How to Tell the Difference Between Sleep and an Overdose

This is the question that matters most in practice. Someone who has used substances and is now “sleeping” may actually be dying. Try to wake them. Call their name loudly. Shake their shoulders. If they don’t respond, rub your knuckles hard against the center of their chest. A person who is simply asleep will react to pain. A person in an overdose often will not.

Listen to their breathing. Normal sleep breathing is steady and quiet. Overdose breathing is slow, irregular, shallow, or absent. Gurgling, choking, or gasping sounds are red flags. A gasping pattern where the person’s face grimaces as if in agony, sometimes called agonal breathing, is a reflex that happens near death. The person is almost certainly unconscious and not actually feeling pain, but it signals that the brain is losing control of basic functions.

Check their skin. Cold, clammy, pale, or blue-tinged skin, especially around the lips and fingertips, indicates that oxygen is not reaching the body’s tissues.

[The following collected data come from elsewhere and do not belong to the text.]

PR #2216, opened 2024-07-18
txscript: add new ScriptTemplate DSL for writing Scripts

Roasbeef:
In this commit, we add a new function, `ScriptTemplate` to make the process of making custom Bitcoin scripts a bit less verbose.

ScriptTemplate processes a script template with parameters and returns the corresponding script bytes. This functions allows Bitcoin scripts to be created using a DSL-like syntax, based on Go's templating system.

An example of a simple p2pkh template would be:

   `OP_DUP OP_HASH160 0x14e8948c7afa71b6e6fad621256474b5959e0305 OP_EQUALVERIFY OP_CHECKSIG`

Strings that have the `0x` prefix are assumed to byte strings to be pushed ontop of the stack. Integers can be passed as normal. If a value can't be parsed as an integer, then it's assume that it's a byte slice without the 0x prefix.

Normal go template operations can be used as well. The params argument houses paramters to pass into the script, for example a local variable storing a computed public key.

### DIFF
--- a/txscript/template.go
+++ b/txscript/template.go
@@ -1,0 +1,236 @@
+package txscript
+
+import (
+	"bufio"
+	"bytes"
+	"encoding/hex"
+	"fmt"
+	"html/template"
+	"strconv"
+	"strings"
+)
+
+// ScriptTemplateOpt is a function type for configuring the script template.
+type ScriptTemplateOption func(*templateConfig)
+
+// templateConfig holds the configuration for the script template.
+type templateConfig struct {
+	params map[string]interface{}
+
+	customFuncs template.FuncMap
+}
+
+// WithScriptTemplateParams adds parameters to the script template.
+func WithScriptTemplateParams(params map[string]interface{}) ScriptTemplateOption {
+	return func(cfg *templateConfig) {
+		for k, v := range params {
+			cfg.params[k] = v
+		}
+	}
+}
+
+// WithCustomTemplateFunc adds a custom function to the template.
+func WithCustomTemplateFunc(name string, fn interface{}) ScriptTemplateOption {
+	return func(cfg *templateConfig) {
+		cfg.customFuncs[name] = fn
+	}
+}
+
+// ScriptTemplate processes a script template with parameters and returns the
+// corresponding script bytes. This functions allows Bitcoin scripts to be
+// created using a DSL-like syntax, based on Go's templating system.
+//
+// An example of a simple p2pkh template would be:
+//
+//	`OP_DUP OP_HASH160 0x14e8948c7afa71b6e6fad621256474b5959e0305 OP_EQUALVERIFY OP_CHECKSIG`
+//
+// Strings that have the `0x` prefix are assumed to byte strings to be pushed
+// ontop of the stack. Integers can be passed as normal. If a value can't be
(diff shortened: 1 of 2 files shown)


txscript/template.go
```diff
@@ -0,0 +1,226 @@
...
+		}
+	}
+
+	return len(s) > 0
+}
+
+// processScript converts the template output to actual script bytes. We scan
+// each line, then go through each element one by one, deciding to either add a
+// normal op code, a push data, or an integer value.
+func processScript(script string) ([]byte, error) {
```
yyforyongyu, line 108: let's add a unit test?

txscript/template.go
```diff
@@ -0,0 +1,226 @@
...
+		return nil, fmt.Errorf("failed to execute template: %w", err)
+	}
+
+	return processScript(buf.String())
+}
+
+// looksLikeInt checks if a string looks like an integer.
+func looksLikeInt(s string) bool {
+	// Check if the string starts with an optional sign
+	if len(s) > 0 && (s[0] == '+' || s[0] == '-') {
```
yyforyongyu, line 91: when will `+` or `-` be used?

txscript/template.go
```diff
@@ -0,0 +1,236 @@
...
+				return nil, fmt.Errorf("invalid "+
+					"integer: %s", token)
+			}
+
+			builder.AddInt64(val)
+
+		// Otherwise, we assume it's a byte string without the 0x
+		// prefix.
+		default:
+			data, err := hex.DecodeString(token)
```
guggero, line 161: Why do we allow both? Wouldn't it be "safer" or more explicit if we only allowed data pushes to be declared with the `0x` prefix and error out here? Then we also wouldn't need both the `hex` and `hex_str` functions, which I would need to look up the difference for if I was using this library.
Or is this for backward compatibility with existing scripts that don't use the prefix?

txscript/template_test.go
```diff
@@ -0,0 +1,358 @@
...
+}
+
+// TestScriptTemplateHelperFunctions tests the helper functions used in
+// templates.
+func TestScriptTemplateHelperFunctions(t *testing.T) {
+	t.Run("rangeIter", func(t *testing.T) {
+		result := rangeIter(2, 5)
+		expected := []int{2, 3, 4}
+
+		if len(result) != len(expected) {
```
guggero: nit: use `require` library everywhere?

guggero (approved):
Very nice!

txscript/template_test.go
Roasbeef: Done!

txscript/template.go
Roasbeef: > Then we also wouldn't need both the hex and hex_str functions, which I would need to look up the difference for if I was using this library.

The `hex` function is nice, as it makes the templating a bit easier (eg: you can just specify the bytes without going through that manual step of adding the prefix). I have a PR in `lnd` (many stacked on top of this one) that uses this to change how we specify Scripts in the `input` package: https://github.com/lightningnetwork/lnd/pull/9639/commits/748d6e109f7ccea227872fa75e956dd5f1678643#diff-5417cb1a81f342c8a87e557eb6d82431a0f451123c73cb638c361bf55ee41201R926.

What to Do When You Spot an Overdose

Call 911 immediately. Do not wait to see if the person improves on their own. While you wait for help:

  • Give naloxone if available and you suspect opioids. Naloxone nasal spray is sprayed into one nostril while the person is lying on their back. Do not wait for emergency workers to arrive. More than one dose may be needed, especially with fentanyl.
  • Turn the person on their side to prevent choking if they vomit.
  • If the person is not breathing, give rescue breaths. Pinch their nose closed, seal your mouth over theirs, and give one breath every 5 seconds.
  • Try to keep them awake and breathing if they are responsive at all.
  • Stay with them until paramedics arrive. Naloxone is temporary, wearing off in 30 to 90 minutes, while the opioid may still be active in their system. A person who seems to recover can slip back into an overdose.

For stimulant overdoses, there is no reversal medication. Keep the person in a cool, quiet space to reduce agitation and overheating. If they are having a seizure, do not restrain them or put anything in their mouth. Move objects away from them and protect their head.

Legal Protections for Calling 911

Fear of arrest stops many people from calling for help. Forty states and Washington, D.C. have passed Good Samaritan laws specifically designed to address this. These laws provide some degree of immunity from drug-related charges for people who call 911 during an overdose, whether they’re a bystander or the person overdosing. The specifics vary by state: some offer full immunity from prosecution, while others offer reduced sentencing. The protections generally apply to possession charges and do not cover unrelated offenses or large-scale distribution.

The core idea behind these laws is simple: getting someone medical help should not result in a criminal charge for the person who made the call.